Ottawa is pledging to weigh cumulative impacts on Northern Alberta’s Peace-Athabasca delta in reviews of major energy projects as part of efforts to retain the World Heritage status of Canada’s largest national park.
The federal Liberal government unveiled a long-awaited action plan Friday to address international concerns about the failing ecological health of Wood Buffalo National Park.
It comes almost two years after the United Nations Education, Scientific and Cultural Organization (UNESCO) warned that the park was in danger of losing its World Heritage status owing to poor management.
The 96-page action plan identifies 140 measures, including a commitment that all future environmental assessments under federal jurisdiction consider specific and cumulative effects on the park.
Melody Lepine, director of government and industry relations with the region’s Mikisew Cree First Nation (MCFN), said it’s a positive step that will ensure companies study water flows on the Athabasca and Peace Rivers when they propose new projects.
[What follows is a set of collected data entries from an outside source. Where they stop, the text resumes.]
PR #613, opened 2022-06-09
Do not consider a slash for the endpoint secret

joaquimrocha:
This is a quick PR to try to fix the issue where we can only access the update endpoint using a slash when that's being used as the endpoint secret suffix.

This PR is however incomplete: it should prevent the use of the / earlier, by letting the user know it's not allowed, and it's missing tests.
Maybe @yolossn can help complete it.

### DIFF
--- a/backend/pkg/server/server.go
+++ b/backend/pkg/server/server.go
@@ -82,10 +82,17 @@ func New(conf *config.Config, db *db.API) (*echo.Echo, error) {
 	}
 
 	// setup middlewares
-	if conf.APIEndpointSuffix != "" {
-		e.Pre(custommiddleware.OmahaSecret(conf.APIEndpointSuffix))
-	}
 	e.Pre(middleware.RemoveTrailingSlash())
+
+	// remove trailing slash from the endpoint secret
+	endpointSuffix := strings.TrimSuffix(conf.APIEndpointSuffix, "/")
+	if endpointSuffix != "" {
+		// if endpoint secret doesn't start with slash prepend it
+		if !strings.HasPrefix(endpointSuffix, "/") {
+			endpointSuffix = fmt.Sprintf("/%s", endpointSuffix)
+		}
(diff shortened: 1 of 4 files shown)


backend/pkg/server/server.go
```diff
@@ -82,10 +82,10 @@ func New(conf *config.Config, db *db.API) (*echo.Echo, error) {
 	}
 
 	// setup middlewares
-	if conf.APIEndpointSuffix != "" {
+	e.Pre(middleware.RemoveTrailingSlash())
+	if conf.APIEndpointSuffix != "" && conf.APIEndpointSuffix != "/" {
```
joaquimrocha, line 86: I think this is unfortunately not enough. Have you tested with a secret that ends with a trailing slash but has more to it? E.g. `/mysecret/`. In this case, attempts to use `/mysecret` should fail (unless I misunderstood the logic in the custommiddleware.OmahaSecret)

The right solution IMO should be to edit the mentioned secret checker function and consider them to be equal if the discarded secret prefix is `""` or `"/"`.
I'd add more cases to the tests, to cover what I mentioned + cases like `no-pre-slash-secret`, `/using-two/trailing-slices//`, etc.

joaquimrocha (commented):
Thanks for updating this PR @yolossn . I think it may be missing the case I mentioned in the comment (but I haven't tested it).

backend/pkg/server/server.go
yolossn: Good catch, Since the logic of `custommiddleware.OmahaSecret` is to check if the extra string after removing the  "/v1/update" prefix matches the provided secret, I added checks to ensure that the API secret begins with a '/' and the trailing '/' in the secret is removed to accept both "/v1/update/secret" and "/v1/update/secret/" as valid.  Also added the mentioned test cases, PTAL.

joaquimrocha (commented):
LGTM.

PR #617, opened 2022-08-08
frontend: Fix selecting a package for a channel

joaquimrocha:
It was not getting correctly selected due to the "setSelected" function
not being applied to the correct value in the AutoCompletePicker.


ashu8912 (approved):
Tested on local, LGTM!!

illume (approved):
👍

“But it’s still not clear there’s going to be enough water to meet the delta’s ecological needs," she said Friday by phone.
Concerns over low water flows date back years to construction of the W.A.C. Bennett Dam on the Peace River in the 1960s.
More recently, BC Hydro’s massive Site C dam did not include an assessment of cumulative impacts, and the federal government said it lacked authority to launch a new study, despite an earlier UNESCO recommendation to do so.
Environment and Climate Change Canada has since told the joint review panel studying Teck Resources Ltd.’s proposed Frontier oil sands mine to consider cumulative effects of the project, which is located about 30 kilometres from the park’s southern edge.
Ottawa says it expects a response to its plan when the World Heritage Committee holds its 43rd session in Baku, Azerbaijan, June 30 to July 10.
Ms. Lepine, whose community has signed a support agreement with Teck for the Frontier mine, said the federal blueprint lacks funding commitments and timelines for implementing its many recommendations. “We need to see it backed up,” she said.
“We just need more certainty that Canada’s actually going to take action, instead of just saying all the things that they’re going to do.”
Last year’s federal budget set aside $1.3-billion over five years for national parks. About $28-million of that was for Wood Buffalo.
The sprawling park straddles the Alberta-Northwest Territories boundary and covers some 45,000 square kilometres.
It’s home to one of the world’s largest free-roaming wood bison herds, nesting grounds for endangered whooping cranes and also ranks as one of the world’s largest inland deltas.
The park was named Canada’s eighth UNESCO World Heritage site in 1983, but has come under severe strain from developments both new and old.
The MCFN warned UNESCO of acute pressures in 2014, and a subsequent independent monitoring mission called the scale of threats “exceptional.”
A study last summer commissioned by Parks Canada concluded the delta’s ecological health is getting worse, citing impacts from climate change, as well as low water flows that result from B.C. hydro dams, and heavy industry in Alberta’s oil sands region.
In response to those concerns, the federal government said it plans to boost park staffing and increase scientific monitoring of tailings from the oil sands. There are also plans to “enhance” spring flooding to help restore the delta’s lakes and streams.
But Ms. Lepine questioned that plan, noting there is nothing in existing water management frameworks to compel releases from major hydro reservoirs in B.C.
“That’s an example of what we would like to see in the action plan that’s not there,” she said.